EXERCISE REQUIREMENTS.
Reading the listing that follows, count the lines where "html" appears, and answer with only that count.

EXERCISE MATERIALS.

PR #1100, opened 2015-07-07
Add rationale for forbidding a buffer to be bound to transformfeedbac…

zhenyao:
…k and another binding point.

### DIFF
--- a/specs/latest/2.0/index.html
+++ b/specs/latest/2.0/index.html
@@ -2630,6 +2630,12 @@ match the <em>type</em> according to the <a href="#TEXTURE_PIXELS_TYPE_TABLE">ab
         restrictions in the WebGL 1 specification</a>.
     </p>
 
+    <div class="note rationale">
+        This restriction has been added to prevent writing to index buffers on the GPU, which would make
+        doing any CPU-side checks on index data prohibitively expensive. Handling index buffers as different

SOLUTION TO THE PROBLEM.
2